▸ Data supplied:
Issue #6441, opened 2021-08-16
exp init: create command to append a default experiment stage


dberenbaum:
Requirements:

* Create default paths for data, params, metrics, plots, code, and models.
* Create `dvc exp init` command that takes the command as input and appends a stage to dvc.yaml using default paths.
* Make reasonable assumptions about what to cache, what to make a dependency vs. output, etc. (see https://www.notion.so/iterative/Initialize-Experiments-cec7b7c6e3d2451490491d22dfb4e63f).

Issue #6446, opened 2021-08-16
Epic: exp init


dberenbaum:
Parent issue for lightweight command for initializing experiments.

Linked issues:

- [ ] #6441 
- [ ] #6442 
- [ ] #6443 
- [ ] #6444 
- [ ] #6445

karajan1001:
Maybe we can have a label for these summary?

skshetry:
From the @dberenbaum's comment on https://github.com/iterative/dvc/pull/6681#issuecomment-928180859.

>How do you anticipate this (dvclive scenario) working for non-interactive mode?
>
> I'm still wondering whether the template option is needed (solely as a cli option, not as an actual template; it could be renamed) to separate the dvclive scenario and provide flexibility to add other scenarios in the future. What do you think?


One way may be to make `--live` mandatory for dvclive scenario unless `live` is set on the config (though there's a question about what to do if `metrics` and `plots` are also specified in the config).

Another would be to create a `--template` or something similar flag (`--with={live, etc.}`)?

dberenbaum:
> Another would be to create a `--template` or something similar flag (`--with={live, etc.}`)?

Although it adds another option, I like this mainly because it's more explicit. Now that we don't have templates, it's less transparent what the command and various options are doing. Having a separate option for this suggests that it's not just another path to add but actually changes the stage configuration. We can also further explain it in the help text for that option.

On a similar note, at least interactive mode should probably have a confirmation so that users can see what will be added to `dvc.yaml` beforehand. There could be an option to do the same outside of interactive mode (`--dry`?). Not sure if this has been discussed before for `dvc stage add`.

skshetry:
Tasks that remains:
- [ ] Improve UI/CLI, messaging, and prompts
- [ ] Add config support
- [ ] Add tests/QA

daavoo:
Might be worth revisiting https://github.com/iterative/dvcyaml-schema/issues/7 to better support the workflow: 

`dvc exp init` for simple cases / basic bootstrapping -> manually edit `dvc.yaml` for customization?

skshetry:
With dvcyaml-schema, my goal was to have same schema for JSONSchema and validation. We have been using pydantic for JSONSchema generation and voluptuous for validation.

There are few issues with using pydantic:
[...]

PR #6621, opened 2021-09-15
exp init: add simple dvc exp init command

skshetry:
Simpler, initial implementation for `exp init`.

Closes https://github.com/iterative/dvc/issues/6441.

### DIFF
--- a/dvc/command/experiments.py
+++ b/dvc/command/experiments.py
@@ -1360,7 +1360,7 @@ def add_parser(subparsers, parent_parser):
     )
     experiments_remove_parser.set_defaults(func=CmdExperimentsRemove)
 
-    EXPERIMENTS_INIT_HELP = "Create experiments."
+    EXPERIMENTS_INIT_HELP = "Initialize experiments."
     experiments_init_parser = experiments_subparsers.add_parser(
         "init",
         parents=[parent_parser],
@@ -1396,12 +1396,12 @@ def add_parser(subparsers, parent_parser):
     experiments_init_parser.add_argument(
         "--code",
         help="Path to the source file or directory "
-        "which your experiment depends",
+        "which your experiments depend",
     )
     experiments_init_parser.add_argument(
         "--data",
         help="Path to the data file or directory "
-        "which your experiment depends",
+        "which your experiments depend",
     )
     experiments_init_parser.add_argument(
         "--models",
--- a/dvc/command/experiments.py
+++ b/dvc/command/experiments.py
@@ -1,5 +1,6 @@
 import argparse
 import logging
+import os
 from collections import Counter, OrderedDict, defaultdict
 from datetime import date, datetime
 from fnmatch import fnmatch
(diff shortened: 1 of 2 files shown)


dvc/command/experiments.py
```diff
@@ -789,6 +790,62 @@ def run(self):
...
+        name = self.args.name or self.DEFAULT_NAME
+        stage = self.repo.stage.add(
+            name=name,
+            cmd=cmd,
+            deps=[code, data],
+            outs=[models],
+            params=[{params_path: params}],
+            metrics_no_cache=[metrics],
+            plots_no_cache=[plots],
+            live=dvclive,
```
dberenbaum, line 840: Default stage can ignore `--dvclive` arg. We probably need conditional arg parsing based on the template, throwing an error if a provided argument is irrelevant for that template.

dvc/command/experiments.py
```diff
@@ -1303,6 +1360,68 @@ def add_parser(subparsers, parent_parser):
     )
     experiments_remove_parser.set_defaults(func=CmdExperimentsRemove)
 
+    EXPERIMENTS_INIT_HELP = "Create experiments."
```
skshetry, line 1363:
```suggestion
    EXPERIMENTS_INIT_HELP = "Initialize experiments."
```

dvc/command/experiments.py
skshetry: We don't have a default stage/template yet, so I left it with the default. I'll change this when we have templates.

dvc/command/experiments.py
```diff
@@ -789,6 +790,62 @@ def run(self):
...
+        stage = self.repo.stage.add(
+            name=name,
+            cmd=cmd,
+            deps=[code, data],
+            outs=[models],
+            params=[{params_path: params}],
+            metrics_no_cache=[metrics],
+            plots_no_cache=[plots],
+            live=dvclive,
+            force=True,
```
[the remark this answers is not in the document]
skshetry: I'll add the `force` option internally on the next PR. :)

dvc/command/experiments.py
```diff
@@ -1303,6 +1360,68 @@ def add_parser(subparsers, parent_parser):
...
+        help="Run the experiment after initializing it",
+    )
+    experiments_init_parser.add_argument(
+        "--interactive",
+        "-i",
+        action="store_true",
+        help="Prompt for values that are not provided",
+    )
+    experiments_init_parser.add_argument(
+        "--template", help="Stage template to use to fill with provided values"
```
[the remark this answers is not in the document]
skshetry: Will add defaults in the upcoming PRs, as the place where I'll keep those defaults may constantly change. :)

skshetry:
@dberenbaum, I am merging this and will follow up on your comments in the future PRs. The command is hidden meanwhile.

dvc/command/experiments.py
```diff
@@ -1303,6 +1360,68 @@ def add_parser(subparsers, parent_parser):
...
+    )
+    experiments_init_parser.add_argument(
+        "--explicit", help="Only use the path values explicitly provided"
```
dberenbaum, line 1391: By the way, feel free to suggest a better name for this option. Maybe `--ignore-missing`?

▸ Exercise aim:
With the first line of the records as the start and the line holding "using default paths." as the end, please copy exactly those lines and no others.

▸ Answer below:
Issue #6441, opened 2021-08-16
exp init: create command to append a default experiment stage


dberenbaum:
Requirements:

* Create default paths for data, params, metrics, plots, code, and models.
* Create `dvc exp init` command that takes the command as input and appends a stage to dvc.yaml using default paths.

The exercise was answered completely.